= Beginning of Section =
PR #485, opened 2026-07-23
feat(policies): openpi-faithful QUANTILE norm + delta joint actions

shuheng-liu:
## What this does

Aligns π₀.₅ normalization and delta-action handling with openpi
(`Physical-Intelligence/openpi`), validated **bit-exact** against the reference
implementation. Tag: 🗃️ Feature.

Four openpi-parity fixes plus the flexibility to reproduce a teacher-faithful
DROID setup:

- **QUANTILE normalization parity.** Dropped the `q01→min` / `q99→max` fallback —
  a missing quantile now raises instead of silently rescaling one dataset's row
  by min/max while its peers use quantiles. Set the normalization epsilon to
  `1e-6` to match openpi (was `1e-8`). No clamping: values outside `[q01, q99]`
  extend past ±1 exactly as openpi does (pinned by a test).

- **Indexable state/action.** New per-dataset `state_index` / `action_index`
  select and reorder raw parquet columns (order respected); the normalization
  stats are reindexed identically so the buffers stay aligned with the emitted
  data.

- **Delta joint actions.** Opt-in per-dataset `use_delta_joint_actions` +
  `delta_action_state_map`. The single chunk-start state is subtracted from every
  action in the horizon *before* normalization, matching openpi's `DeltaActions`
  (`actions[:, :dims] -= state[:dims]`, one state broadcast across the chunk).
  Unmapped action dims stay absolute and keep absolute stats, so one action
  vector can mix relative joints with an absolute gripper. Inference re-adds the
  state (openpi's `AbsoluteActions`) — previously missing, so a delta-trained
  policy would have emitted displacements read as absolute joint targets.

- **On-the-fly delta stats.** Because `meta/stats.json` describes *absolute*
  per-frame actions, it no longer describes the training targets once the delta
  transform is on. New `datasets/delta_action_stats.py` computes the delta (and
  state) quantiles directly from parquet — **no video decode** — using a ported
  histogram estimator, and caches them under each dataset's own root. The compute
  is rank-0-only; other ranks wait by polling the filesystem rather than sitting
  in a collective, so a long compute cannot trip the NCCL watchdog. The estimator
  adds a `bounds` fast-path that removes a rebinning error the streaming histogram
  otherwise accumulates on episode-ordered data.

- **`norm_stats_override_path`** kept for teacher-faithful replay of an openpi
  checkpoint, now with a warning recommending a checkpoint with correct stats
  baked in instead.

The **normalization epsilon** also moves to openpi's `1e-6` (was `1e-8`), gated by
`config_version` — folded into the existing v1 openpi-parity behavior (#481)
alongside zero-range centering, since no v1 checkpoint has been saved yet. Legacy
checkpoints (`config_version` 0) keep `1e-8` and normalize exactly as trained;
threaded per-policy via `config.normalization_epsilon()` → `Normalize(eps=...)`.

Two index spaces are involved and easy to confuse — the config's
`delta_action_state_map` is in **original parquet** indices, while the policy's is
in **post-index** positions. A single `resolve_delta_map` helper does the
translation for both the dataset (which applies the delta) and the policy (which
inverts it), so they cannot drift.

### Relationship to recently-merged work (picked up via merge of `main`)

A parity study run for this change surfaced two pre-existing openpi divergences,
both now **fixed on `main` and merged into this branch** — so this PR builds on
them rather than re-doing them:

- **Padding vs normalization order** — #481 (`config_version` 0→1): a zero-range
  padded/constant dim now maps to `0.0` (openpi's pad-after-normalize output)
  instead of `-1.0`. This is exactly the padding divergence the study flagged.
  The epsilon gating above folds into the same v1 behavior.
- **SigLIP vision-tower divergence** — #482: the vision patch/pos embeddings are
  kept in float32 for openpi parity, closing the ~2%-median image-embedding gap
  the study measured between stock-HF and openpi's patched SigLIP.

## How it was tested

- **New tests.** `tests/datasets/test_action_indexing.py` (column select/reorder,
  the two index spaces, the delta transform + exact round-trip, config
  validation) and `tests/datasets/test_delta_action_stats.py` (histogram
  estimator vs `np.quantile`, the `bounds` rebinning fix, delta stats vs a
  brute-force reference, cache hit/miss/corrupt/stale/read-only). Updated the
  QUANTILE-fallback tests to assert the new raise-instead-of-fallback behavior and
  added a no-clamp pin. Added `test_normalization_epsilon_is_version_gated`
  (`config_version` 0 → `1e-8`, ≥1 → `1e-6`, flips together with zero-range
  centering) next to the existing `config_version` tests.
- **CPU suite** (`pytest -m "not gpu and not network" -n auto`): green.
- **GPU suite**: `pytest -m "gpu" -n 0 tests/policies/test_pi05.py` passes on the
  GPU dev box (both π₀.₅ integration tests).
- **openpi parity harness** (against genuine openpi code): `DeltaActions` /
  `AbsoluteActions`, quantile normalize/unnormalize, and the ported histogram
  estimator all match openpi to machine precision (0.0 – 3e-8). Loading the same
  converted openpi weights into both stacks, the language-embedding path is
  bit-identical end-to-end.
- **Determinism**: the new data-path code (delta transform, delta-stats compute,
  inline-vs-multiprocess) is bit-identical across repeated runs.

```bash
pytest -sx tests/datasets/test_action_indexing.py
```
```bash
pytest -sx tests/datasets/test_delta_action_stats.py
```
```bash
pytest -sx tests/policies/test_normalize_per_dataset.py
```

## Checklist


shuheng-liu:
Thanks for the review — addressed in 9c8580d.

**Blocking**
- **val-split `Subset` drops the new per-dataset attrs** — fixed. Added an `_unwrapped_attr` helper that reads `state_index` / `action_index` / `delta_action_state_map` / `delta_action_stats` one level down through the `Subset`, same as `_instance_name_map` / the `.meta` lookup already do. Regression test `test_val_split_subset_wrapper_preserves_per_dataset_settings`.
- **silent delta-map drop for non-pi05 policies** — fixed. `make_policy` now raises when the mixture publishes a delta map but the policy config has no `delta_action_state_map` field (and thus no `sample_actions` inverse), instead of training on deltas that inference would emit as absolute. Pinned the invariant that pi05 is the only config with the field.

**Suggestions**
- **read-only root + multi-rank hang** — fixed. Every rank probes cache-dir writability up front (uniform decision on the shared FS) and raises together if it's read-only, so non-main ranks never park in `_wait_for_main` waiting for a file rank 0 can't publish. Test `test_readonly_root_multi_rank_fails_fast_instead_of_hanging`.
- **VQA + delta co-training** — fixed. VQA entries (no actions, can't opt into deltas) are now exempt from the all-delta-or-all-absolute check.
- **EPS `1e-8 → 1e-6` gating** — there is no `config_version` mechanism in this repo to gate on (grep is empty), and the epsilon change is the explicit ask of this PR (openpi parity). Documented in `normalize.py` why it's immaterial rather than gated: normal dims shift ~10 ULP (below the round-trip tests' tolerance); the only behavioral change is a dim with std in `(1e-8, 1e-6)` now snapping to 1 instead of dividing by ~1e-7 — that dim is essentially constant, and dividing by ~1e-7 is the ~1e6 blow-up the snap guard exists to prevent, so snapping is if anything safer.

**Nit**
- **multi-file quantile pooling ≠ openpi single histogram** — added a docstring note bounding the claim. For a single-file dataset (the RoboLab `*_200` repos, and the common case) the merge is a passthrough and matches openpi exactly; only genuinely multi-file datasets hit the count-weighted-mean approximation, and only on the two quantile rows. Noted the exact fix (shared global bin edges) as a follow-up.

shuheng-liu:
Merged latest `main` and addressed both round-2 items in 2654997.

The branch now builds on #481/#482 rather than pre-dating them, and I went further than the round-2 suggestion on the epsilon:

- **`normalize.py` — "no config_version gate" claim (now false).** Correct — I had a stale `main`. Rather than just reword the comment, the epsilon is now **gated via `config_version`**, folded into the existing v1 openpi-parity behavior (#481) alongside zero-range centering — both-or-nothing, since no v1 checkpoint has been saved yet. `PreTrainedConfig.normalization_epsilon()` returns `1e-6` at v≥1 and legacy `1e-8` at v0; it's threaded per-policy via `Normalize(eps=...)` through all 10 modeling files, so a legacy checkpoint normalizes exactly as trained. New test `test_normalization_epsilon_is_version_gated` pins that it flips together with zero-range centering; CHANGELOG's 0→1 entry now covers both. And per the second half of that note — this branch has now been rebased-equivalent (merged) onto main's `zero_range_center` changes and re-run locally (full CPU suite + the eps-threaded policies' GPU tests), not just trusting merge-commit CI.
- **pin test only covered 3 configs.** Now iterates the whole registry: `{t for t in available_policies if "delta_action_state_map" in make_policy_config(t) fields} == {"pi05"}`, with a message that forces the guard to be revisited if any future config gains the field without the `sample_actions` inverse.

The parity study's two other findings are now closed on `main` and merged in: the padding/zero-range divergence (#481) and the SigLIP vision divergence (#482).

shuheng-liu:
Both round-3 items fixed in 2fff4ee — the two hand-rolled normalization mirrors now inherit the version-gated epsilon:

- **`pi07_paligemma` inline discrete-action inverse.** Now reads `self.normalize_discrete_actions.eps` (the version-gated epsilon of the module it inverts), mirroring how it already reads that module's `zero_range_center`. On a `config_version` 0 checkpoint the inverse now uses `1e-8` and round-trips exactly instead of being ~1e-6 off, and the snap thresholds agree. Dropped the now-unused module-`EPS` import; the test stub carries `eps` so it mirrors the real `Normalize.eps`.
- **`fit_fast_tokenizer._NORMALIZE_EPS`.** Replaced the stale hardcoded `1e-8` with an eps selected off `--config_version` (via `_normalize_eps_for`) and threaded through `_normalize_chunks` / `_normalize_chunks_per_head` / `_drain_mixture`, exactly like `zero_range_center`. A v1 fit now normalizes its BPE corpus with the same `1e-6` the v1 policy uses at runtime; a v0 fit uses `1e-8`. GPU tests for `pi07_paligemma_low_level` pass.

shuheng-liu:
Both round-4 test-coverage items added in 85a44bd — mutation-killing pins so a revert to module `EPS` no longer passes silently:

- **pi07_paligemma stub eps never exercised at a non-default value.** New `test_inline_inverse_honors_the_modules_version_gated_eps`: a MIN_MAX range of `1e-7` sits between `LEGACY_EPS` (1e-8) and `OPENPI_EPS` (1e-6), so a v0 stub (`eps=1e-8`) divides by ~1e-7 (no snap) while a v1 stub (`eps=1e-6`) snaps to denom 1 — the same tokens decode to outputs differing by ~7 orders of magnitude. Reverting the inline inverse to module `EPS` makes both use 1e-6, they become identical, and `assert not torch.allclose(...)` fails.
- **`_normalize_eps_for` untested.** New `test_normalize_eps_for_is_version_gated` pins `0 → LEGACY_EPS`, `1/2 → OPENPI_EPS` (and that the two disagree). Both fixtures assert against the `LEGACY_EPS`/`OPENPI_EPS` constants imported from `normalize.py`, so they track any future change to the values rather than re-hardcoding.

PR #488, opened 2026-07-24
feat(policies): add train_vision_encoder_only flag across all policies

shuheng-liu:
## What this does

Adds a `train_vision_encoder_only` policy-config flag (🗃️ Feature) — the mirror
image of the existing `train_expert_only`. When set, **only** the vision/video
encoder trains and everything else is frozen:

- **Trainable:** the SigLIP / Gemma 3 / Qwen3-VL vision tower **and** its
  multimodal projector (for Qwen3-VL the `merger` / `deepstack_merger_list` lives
= End of Section =
### ASSIGNMENT:
Among the entries above, which lines include "passes"? List them all.

### TASK OUTPUT:
- **GPU suite**: `pytest -m "gpu" -n 0 tests/policies/test_pi05.py` passes on the
Both round-4 test-coverage items added in 85a44bd — mutation-killing pins so a revert to module `EPS` no longer passes silently:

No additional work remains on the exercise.